*** Opening TASK DATA ***

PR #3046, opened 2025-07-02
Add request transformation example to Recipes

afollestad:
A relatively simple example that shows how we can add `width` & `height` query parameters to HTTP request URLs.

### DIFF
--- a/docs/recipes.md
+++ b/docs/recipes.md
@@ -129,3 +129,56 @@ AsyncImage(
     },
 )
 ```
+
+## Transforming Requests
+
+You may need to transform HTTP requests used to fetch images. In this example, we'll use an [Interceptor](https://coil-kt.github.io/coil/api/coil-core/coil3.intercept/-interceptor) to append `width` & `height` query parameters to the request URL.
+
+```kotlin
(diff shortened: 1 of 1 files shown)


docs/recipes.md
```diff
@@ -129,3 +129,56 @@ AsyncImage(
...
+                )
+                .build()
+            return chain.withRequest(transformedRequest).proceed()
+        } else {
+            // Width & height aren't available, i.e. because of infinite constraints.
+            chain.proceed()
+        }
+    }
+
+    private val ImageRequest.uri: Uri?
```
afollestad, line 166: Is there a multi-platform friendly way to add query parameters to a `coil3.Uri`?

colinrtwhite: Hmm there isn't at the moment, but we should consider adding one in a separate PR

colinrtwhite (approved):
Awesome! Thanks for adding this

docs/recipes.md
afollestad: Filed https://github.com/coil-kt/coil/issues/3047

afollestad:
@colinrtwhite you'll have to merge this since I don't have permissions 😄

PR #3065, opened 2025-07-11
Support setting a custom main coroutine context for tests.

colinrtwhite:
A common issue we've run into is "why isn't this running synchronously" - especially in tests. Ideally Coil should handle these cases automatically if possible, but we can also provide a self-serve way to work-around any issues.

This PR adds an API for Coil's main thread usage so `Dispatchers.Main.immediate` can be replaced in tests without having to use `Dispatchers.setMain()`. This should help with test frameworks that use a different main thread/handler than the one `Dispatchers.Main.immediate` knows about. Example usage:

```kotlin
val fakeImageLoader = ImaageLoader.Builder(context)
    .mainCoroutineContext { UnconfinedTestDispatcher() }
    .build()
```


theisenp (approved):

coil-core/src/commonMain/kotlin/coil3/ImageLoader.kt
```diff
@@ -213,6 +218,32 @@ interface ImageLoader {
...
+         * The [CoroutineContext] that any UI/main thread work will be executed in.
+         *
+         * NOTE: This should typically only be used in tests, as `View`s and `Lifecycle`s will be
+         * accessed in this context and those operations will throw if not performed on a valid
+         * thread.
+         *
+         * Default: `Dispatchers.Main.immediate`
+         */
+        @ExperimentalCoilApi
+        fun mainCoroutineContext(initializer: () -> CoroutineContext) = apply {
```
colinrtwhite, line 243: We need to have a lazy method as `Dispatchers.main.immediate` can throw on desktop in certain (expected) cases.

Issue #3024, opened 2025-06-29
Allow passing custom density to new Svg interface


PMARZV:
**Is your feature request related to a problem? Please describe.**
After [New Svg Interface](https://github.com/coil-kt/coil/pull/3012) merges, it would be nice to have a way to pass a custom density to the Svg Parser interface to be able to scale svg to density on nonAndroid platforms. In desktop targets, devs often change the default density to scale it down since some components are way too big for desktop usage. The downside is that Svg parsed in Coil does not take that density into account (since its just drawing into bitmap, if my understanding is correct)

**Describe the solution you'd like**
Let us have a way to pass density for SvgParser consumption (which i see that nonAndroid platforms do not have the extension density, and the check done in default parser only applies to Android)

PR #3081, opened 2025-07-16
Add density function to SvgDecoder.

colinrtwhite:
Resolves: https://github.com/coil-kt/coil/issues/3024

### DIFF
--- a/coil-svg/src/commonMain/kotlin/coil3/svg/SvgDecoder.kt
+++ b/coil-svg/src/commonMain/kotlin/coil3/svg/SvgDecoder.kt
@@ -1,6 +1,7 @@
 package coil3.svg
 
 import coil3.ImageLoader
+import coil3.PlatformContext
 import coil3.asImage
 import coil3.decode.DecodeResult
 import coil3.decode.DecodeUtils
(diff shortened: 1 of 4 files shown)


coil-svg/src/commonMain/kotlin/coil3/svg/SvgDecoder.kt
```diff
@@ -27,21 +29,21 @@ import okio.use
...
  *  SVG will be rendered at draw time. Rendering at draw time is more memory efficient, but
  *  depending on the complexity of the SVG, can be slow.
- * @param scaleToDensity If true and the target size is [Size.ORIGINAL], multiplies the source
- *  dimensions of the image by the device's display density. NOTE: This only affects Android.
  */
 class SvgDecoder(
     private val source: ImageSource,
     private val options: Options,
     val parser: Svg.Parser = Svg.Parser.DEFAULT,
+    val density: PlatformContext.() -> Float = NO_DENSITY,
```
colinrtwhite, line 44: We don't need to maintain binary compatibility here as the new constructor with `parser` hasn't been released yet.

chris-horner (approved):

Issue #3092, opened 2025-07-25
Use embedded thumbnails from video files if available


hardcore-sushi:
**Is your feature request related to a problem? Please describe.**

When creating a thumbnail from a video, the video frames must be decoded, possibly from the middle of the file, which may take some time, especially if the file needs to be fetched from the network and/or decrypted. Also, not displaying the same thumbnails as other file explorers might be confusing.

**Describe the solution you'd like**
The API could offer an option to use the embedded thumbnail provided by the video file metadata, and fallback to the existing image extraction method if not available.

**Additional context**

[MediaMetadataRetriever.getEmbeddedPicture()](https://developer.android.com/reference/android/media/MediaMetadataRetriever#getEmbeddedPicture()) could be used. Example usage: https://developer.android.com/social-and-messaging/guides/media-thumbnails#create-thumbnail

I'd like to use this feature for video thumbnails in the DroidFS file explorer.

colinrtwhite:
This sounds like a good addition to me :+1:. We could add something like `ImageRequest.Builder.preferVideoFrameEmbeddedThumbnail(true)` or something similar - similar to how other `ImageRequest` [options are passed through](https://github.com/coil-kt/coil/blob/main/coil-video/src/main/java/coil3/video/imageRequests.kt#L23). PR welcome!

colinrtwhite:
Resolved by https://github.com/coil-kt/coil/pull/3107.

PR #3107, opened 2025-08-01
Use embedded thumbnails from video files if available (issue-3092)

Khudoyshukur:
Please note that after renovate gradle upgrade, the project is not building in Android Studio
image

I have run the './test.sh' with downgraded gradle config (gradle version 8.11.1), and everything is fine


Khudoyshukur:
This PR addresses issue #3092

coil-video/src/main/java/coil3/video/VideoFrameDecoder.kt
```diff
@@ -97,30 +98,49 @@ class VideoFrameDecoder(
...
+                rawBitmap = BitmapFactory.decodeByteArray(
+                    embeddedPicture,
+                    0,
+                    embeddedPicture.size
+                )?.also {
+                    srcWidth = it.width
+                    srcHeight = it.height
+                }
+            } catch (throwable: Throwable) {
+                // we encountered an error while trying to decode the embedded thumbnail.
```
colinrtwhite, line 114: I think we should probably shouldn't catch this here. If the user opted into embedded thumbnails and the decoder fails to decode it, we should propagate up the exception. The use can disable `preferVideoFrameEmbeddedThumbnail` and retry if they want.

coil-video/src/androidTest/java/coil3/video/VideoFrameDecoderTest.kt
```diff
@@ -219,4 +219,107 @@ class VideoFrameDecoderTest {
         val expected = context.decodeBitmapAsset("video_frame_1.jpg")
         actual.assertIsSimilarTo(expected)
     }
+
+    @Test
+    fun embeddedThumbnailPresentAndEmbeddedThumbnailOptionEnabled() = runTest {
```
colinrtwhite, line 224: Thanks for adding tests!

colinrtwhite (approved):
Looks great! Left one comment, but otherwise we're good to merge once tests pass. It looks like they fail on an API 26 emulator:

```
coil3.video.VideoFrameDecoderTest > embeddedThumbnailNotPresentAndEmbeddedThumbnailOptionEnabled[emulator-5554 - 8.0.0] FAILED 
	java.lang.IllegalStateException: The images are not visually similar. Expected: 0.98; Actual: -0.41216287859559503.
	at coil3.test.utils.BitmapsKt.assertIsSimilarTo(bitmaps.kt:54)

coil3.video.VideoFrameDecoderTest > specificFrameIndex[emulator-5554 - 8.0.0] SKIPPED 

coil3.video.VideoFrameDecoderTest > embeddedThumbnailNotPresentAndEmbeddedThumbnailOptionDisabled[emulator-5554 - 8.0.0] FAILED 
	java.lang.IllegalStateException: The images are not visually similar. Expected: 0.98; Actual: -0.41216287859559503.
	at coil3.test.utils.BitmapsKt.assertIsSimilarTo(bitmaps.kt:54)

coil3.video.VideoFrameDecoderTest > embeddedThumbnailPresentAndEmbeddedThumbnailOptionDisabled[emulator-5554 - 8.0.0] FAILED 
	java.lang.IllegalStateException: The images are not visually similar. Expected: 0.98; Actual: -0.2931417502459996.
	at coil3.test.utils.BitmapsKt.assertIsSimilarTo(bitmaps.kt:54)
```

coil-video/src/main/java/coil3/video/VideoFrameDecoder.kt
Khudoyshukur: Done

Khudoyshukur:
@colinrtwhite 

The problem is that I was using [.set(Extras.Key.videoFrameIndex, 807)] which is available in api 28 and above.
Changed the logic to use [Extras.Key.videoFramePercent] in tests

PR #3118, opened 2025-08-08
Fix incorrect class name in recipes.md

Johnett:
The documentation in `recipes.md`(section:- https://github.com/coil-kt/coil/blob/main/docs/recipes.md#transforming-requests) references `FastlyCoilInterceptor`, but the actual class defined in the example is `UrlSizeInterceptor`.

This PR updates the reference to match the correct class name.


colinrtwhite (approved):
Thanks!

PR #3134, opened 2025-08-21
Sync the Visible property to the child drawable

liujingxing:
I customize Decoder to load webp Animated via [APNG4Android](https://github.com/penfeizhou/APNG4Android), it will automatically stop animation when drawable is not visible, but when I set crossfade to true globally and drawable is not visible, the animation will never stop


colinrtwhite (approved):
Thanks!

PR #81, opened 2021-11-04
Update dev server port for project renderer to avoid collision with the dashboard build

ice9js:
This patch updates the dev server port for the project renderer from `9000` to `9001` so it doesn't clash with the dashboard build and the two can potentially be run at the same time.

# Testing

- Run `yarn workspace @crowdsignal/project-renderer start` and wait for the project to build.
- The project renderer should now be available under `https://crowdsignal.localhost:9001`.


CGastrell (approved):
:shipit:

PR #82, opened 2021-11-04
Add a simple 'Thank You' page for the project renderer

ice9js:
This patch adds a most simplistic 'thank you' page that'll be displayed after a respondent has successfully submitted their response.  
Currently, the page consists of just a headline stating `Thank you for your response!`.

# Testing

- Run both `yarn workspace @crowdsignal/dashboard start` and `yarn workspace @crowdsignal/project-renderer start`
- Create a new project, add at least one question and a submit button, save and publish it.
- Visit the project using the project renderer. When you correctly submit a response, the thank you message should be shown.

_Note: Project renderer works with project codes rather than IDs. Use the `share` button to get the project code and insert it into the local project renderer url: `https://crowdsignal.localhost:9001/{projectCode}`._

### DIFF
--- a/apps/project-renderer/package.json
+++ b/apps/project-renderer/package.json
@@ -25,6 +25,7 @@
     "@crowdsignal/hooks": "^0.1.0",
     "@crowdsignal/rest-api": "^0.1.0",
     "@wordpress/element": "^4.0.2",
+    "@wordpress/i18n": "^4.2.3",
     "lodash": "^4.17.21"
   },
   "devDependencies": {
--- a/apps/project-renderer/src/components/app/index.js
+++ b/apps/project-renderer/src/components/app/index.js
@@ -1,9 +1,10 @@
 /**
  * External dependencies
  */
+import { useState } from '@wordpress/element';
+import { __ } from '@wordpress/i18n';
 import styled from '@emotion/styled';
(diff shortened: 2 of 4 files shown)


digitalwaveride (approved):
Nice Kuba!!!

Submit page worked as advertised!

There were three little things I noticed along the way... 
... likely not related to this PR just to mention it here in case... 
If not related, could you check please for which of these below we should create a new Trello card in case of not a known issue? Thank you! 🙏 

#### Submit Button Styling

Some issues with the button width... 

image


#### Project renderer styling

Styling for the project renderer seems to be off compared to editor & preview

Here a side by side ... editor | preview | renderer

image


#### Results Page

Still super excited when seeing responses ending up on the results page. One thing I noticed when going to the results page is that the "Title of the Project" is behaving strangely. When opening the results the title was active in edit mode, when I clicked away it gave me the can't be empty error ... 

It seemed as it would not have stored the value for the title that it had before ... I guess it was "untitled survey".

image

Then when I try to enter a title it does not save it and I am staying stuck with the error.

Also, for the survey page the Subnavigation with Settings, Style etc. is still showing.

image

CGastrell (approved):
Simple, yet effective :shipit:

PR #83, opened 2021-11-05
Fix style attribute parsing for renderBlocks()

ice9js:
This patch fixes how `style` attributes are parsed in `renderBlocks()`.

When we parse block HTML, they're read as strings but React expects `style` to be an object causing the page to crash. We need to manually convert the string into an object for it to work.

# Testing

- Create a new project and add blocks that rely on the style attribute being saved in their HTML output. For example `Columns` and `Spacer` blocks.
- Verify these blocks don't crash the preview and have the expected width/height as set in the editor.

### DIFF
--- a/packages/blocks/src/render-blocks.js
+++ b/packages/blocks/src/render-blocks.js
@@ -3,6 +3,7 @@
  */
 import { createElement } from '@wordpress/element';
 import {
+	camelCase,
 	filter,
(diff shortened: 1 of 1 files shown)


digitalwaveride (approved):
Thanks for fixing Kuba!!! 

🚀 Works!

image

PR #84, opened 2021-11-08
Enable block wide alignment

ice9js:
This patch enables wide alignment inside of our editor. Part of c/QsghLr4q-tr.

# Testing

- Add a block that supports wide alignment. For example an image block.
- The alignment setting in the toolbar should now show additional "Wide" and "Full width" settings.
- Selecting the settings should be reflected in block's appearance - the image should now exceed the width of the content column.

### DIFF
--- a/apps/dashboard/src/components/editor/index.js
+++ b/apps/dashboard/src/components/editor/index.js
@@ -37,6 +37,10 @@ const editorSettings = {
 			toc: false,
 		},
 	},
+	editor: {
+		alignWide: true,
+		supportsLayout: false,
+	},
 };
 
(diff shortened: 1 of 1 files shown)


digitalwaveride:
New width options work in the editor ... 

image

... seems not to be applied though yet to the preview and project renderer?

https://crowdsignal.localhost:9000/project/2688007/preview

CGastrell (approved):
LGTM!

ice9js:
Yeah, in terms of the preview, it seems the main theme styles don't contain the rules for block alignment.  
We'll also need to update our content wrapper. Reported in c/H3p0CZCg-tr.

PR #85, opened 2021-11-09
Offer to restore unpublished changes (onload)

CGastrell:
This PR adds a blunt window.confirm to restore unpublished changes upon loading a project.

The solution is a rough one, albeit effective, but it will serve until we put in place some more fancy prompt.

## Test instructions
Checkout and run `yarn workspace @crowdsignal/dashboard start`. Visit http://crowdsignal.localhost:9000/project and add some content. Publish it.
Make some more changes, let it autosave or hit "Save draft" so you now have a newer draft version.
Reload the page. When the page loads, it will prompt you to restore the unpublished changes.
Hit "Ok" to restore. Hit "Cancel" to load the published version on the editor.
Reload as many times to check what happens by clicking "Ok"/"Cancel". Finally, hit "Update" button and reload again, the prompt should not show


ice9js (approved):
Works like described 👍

*** Closing TASK DATA ***

Lines that contain "from" are the result; find them in the entries above and copy each one.

— RESULT FOR THIS TASK —
Use embedded thumbnails from video files if available
When creating a thumbnail from a video, the video frames must be decoded, possibly from the middle of the file, which may take some time, especially if the file needs to be fetched from the network and/or decrypted. Also, not displaying the same thumbnails as other file explorers might be confusing.
Use embedded thumbnails from video files if available (issue-3092)
This patch updates the dev server port for the project renderer from `9000` to `9001` so it doesn't clash with the dashboard build and the two can potentially be run at the same time.
+import { useState } from '@wordpress/element';
+import { __ } from '@wordpress/i18n';
 import styled from '@emotion/styled';
 import { createElement } from '@wordpress/element';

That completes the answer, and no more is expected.